In the first instance, programmers approach reproducibility with the code itself, which tells another programmer in the same language what is going on, such as turning a character variable into a numeric variable or multiplying a group of numbers by something or choosing a subset of the data.   But often code alone can be cryptic, or the logic is not clear, or the reasons for certain choices that were made are murky and difficult to recreate.

Liberal commenting by the programmer can fill the gap to create a roadmap for others.  All programming languages have a simple method to say to the computer, “Ignore this line, it is a note to myself and others.”  Good programmers explain in comments what the following lines of code do, why the script is doing that, and any issues or decisions in play.   It is an excellent practice to write fulsome comments that would allow a non-programmer to follow the origin, transformations, and outputs of a data workflow.  Such comments, by the way, greatly help the programmer later when she returns to the now-forgotten analysis and has to reconstruct it.

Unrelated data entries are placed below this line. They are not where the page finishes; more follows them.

PR #1230, opened 2026-07-30
fix(config): preserve default profiling grace period

ajcasagrande:
## Summary
- materialize the default 30-second profiling grace period for duration-bounded CLI profiles
- preserve explicit non-default and zero grace values
- add regression coverage for omitted, explicit, and zero grace

## Validation
- `uv run --active pytest tests/unit/timing/test_timing_config.py -n auto`

## Summary by CodeRabbit

* **Bug Fixes**
  * Profiling configuration now consistently picks up the benchmark grace period when a benchmark duration is provided, even when grace period isn’t explicitly set via CLI—preserving correct results for default, zero, `None`, and positive values.
* **Tests**
  * Updated and expanded unit and CLI runner tests to verify benchmark-duration/grace-period defaulting and explicit override behavior, using clearer parametrization and more targeted assertions.

### DIFF
--- a/tests/unit/timing/test_timing_config.py
+++ b/tests/unit/timing/test_timing_config.py
@@ -341,6 +341,7 @@ class TestTimingConfigFromCLIConfig:
         cfg = _make_timing_config(**kwargs)
         warmup = next(pc for pc in cfg.phase_configs if pc.phase == CreditPhase.WARMUP)
         assert warmup.grace_period_sec == expected
+
     @pytest.mark.parametrize(
         "benchmark_grace_period,expected",
         [(None, 30.0), (15.0, 15.0), (0.0, 0.0)],
--- a/tests/unit/timing/test_timing_config.py
+++ b/tests/unit/timing/test_timing_config.py
@@ -341,6 +341,21 @@ class TestTimingConfigFromCLIConfig:
         cfg = _make_timing_config(**kwargs)
         warmup = next(pc for pc in cfg.phase_configs if pc.phase == CreditPhase.WARMUP)
         assert warmup.grace_period_sec == expected
+    @pytest.mark.parametrize(
+        "benchmark_grace_period,expected",
+        [(None, 30.0), (15.0, 15.0), (0.0, 0.0)],
+    )  # fmt: skip
+    def test_duration_profile_grace_period(
+        self, benchmark_grace_period: float | None, expected: float
+    ) -> None:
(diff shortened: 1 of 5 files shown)


ajcasagrande:
config v2 regression that affects parity with agentx

tests/unit/timing/test_timing_config.py
```diff
@@ -342,6 +342,22 @@ def test_warmup_grace_period(
         warmup = next(pc for pc in cfg.phase_configs if pc.phase == CreditPhase.WARMUP)
         assert warmup.grace_period_sec == expected
 
+    @pytest.mark.parametrize(
+        "benchmark_grace_period,expected",
+        [(None, 30.0), (15.0, 15.0), (0.0, 0.0)],
+    )  # fmt: skip
```
debermudez, line 353: **Nit:** CLAUDE.md requires `pytest.param(..., id=...)` instead of bare tuples. The adjacent `test_warmup_grace_period` uses the same inline style, so this is consistent with the file — just noting for alignment with the project standard:
```python
[
    param(None, 30.0, id="omitted-uses-default"),
    param(15.0, 15.0, id="explicit-non-default"),
    param(0.0, 0.0, id="explicit-zero"),
]
```

debermudez (commented):
**Fix order:** No blockers — one negligible style nit, merge when ready.

**Overall assessment:** Minimal, targeted fix with correct logic. The condition `cli.benchmark_duration is not None` is sufficient to guarantee `benchmark_duration` is already in `model_fields_set`, so `prof["duration"]` is already set when the new block runs — the existing `grace_period + no duration` validator won't trigger. The YAML+CLI resolver path is unaffected (it reads `model_fields_set` explicitly). Explicit zero and non-default values are still handled by the `_PROF_FIELD_ROUTES` loop and the new block correctly doesn't fire for those.

**What's working well:** The parametrized test covers all three meaningful cases (omitted, non-default, zero) and correctly exercises `model_fields_set` semantics via `make_cfg`/`CLIConfig` rather than mocking.

debermudez (approved):
nice easy fix. well done!

tests/unit/timing/test_timing_config.py
ajcasagrande: the rule is more to actually prevent claude from writing the ids as a single array, and instead put them inline with each. but when the cases are fairly self explanatory ids are optional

Beyond spelling out the source of the data, the programming calls themselves, and ample comments, what is known as ‘literate programming’ gives guidelines for how the code should be divided up, indented, and how the supplementary annotations are added.

In the legal industry, data analysts should strive for reproducible research, transparency in every step of their work.

Modest involvement with “AI software” according to ILTA survey

Signs are everywhere that the U.S. legal industry has started to recognize the potential for computer-assisted decision-making.  For example, the 2016 ILTA/InsideLegal Technology Purchasing Survey had a question on the topic: “Is your firm currently evaluating (or already utilizing) artificial intelligence technologies, systems or related strategies?”  The web-based survey was distributed to 1,231 ILTA member law firms of whom 14% responded (172 firms).

Only 13% of the respondents answered the AI question favorably, consisting of 2% already utilizing such technologies and 11% “currently evaluating” it. Write-ins cited by them include IBM Watson, Kira Systems, RAVN, Lex Machina and ROSS.  Not surprisingly, “half of the respondents that are currently evaluating AI come from Large Firms”, defined as firms with more than 200 lawyers [They comprised 19% of the total respondents.].

What makes it impossible to assess the actual level of support for AI-software is that “Response percentages are based on total responses per question, not overall survey participation” [emphasis added].  Therefore, we cannot say that 13% of 172 firms responded favorably because the survey report does not state how many firms provided an answer to that particular question.